Thanks. And when we think about your overall business, where or when should we think the trough year is in terms of revenue and your total cash balance? Said another way, do you think the trough year already happened or could it be somewhere in 2025 or a little bit later?

Yeah, no, thanks for the question there, Andrew. So obviously with our reported revenue for this year being growth from the year before, so, you know, we saw growth from about 193 million up to about 199 million in the most recent year and our midpoint of our guidance being 230, which would imply about a 15% growth on 2024. You know, I would say that the trough year, as you kind of expressed it, is over the shoulder and our expectation is that we're growing revenue from here, both with the existing products and indications, but obviously all the products and indications that we're planning on bringing to the market in the short term and the long term.
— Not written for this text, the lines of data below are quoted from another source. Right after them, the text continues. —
PR #609, opened 2024-03-07
Start tracker with other agents.

amine3:


src/ostorlab/runtimes/local/runtime.py
```diff
@@ -204,6 +204,10 @@ def scan(
             console.info("Starting agents")
             self._start_agents(agent_group_definition)
 
+            if self._run_default_agents is True:
```
mohsinenar, line 207: How about starting all the default agents at once? can you try that?

amine3: This is what we do with this config, we start pre-agents, the agents and post-agents at the same time.

mohsinenar: @amine3 what I mean is to start pre-agents and post-agents in the same call! 
```python
 if self._run_default_agents is True:
                console.info("Starting pre-agents")
                self._start_pre_agents()
                self._start_post_agents()
```

3asm: The separation makes is semantic to differentiate between the agents' types. Once the flow is confirmed to work. We may merge API.

3asm (approved):

PR #629, opened 2024-03-14
Add Installers workflow

ErebusZ:


.github/workflows/mac_installer.yaml
```diff
@@ -0,0 +1,35 @@
+on:
+  release:
+    types: [published]
+
+
+jobs:
+  build:
+    runs-on: ${{ matrix.os }}
+    strategy:
+      fail-fast: false
```
deadly-panda, line 10: Why false ?

ErebusZ: originally I had one workflow for both mac and ubuntu, this is no longer the case. I ll remove it.

benyissa (changes requested):
We don't need a matrix strategy since there is only one configuration.

.github/workflows/mac_installer.yaml
```diff
@@ -0,0 +1,34 @@
...
+      with:
+        python-version: ${{ matrix.python-version }}
+    - name: Install dependencies.
+      run: |
+        python -m pip install --upgrade pip
+        pip install .
+        pip install .[scanner]
+        pip install .[agent]
+
+    - run: |
```
benyissa, line 29:
```suggestion
    - name: Create DMG file
    - run: |
```

3asm: +1

3asm (approved):

3asm (approved):

PR #639, opened 2024-03-22
Only encode non-bytes values in persist mock fixture.

deadly-panda:


src/ostorlab/testing/agent.py
```diff
@@ -100,7 +100,9 @@ def _add(key, value):
         storage[key] = str(value).encode()
 
     def _hash_add(hash_name, mapping):
-        mapping = {k: str(v).encode() for k, v in mapping.items()}
+        for k, v in mapping.items():
+            if isinstance(v, bytes) is False:
+                mapping[k] = str(v).encode()
```
3asm, line 105: You forgot to set the mapping!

Okay, thanks. And the last question is for Hetlios, if we stripped out the indications where generics, you're facing generics, you know, how much sales are you generating from the other formulations or indications where Hetlios is not facing genericization? So I guess the liquid formulation and the EU component, how much are those sales currently? Thank you.

Yeah, so Andrew, we haven't gotten into a breakout by geography or by indication, so I can't provide any further kind of color to that.

Very good, thank you.

Thanks, Andrew.

There are no further questions at this time. I'll turn the call back over to the team.

Well, thank you very much for joining us on this call. We'll see you on a future air news call. Thank you.

This concludes today's call. Thank you for joining. You may now disconnect.